Stored data entries ->
»»

PR #408, opened 2022-02-23
Drop `common` column from result of cross join, remove from corresponding `meta`

charlesbluca:
Follow up to #300

In that PR, I assumed we could make the results of cross join operation consistent with the `meta` we construct for it by simply adding the `common` column we join on to the `meta`. I now understand that this doesn't work, as we don't necessarily know where the `common` column will be in the result, and the `meta` must have the same column ordering as its dataframe.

««

What is required ->
Give every entry again, exactly as it reads.

Written answer ->
PR #408, opened 2022-02-23
Drop `common` column from result of cross join, remove from corresponding `meta`

charlesbluca:
Follow up to #300

In that PR, I assumed we could make the results of cross join operation consistent with the `meta` we construct for it by simply adding the `common` column we join on to the `meta`. I now understand that this doesn't work, as we don't necessarily know where the `common` column will be in the result, and the `meta` must have the same column ordering as its dataframe.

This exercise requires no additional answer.